Hear these magnificent teachings from the Second Vatican Council's document on The Church. Why do I wish to alert men and women to the wisdom of the Second Vatican Council? Because the council is the guide for the people of God in the new century.
The council fathers indicated: "The Church, to which all are called in Christ Jesus, and which by the grace of God, we acquire holiness, will receive its perfection only in the glory of heaven when will come the time of the renewal of all things.
"At the present time, some of his disciples are pilgrims on earth. Others have died and are being purified, while still others are in glory contemplating in full light, God himself, Triune and One, exactly as he is" (nos. 48, 49).

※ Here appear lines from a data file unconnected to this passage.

PR #330, opened 2024-02-21
feat: Cliffs & Water Frustum and Distance Culling

Kinerius:
https://github.com/decentraland/unity-explorer/assets/7646450/8b2b743f-dd66-4460-bfbc-14845a60c6a3

# How to test

- Water and cliffs should be rendered as always
- Water and cliffs rendering distance should be tied to `Chunk Cull Distance`


Explorer/Assets/DCL/Landscape/Systems/LandscapeMiscCullingSystem.cs
```diff
@@ -0,0 +1,232 @@
...
+            if (!terrainGenerator.IsTerrainGenerated()) return;
+
+            if (!isSetupDone)
+            {
+                isSetupDone = true;
+                InitializeMiscVisibility();
+                InitializeWaterVisibility();
+            }
+
+            if (!isSetupDone) return;
```
m3taphysics, line 85: Always false?

m3taphysics (approved):

Explorer/Assets/DCL/Landscape/Systems/LandscapeMiscCullingSystem.cs
Kinerius: you are right, this statement is useless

"Exactly as Christian communion between men on their earthly pilgrimage brings us closer to Christ, so our community with the saints joins us to Christ, from whom as a fountain and head issues all grace and the life of the people of God itself" (no. 49).
Believers share in the exchange of goods with the saints of heaven. The sacred liturgy is the place where union with the saints is best realized. The altar is heaven or at least the doorway to heaven and the heavenly liturgy.
Praise the Holy Trinity
The council teaches: "If we continue to love one another and to join in praising the Holy Trinity, all of us who are sons of God and form one family in Christ. . . . We will be faithful to the deepest vocation of the Church and will share in the foretaste of the liturgy of perfect glory" (no. 51).
The Catholic Church, following Christ, Sequela Christi, is incarnational, Christ became man and the Catholic Church honours its holy men and women by naming certain ones saints.
The saints march in human history as the entourage of Christ. Prayer to the saints is efficacious because of their union with the Holy Trinity. They are our own heroes. Poets and kings, soldiers and monks and moniales have joined in a great communion or communio as it is now called.
Christ created saints
We live in the edifice that they built by prayer and sacrifice. They were able to pass on the wisdom of Christ to generations yet born. The legacy and fecundity of the saints lasts into eternity because Christ made them who they are.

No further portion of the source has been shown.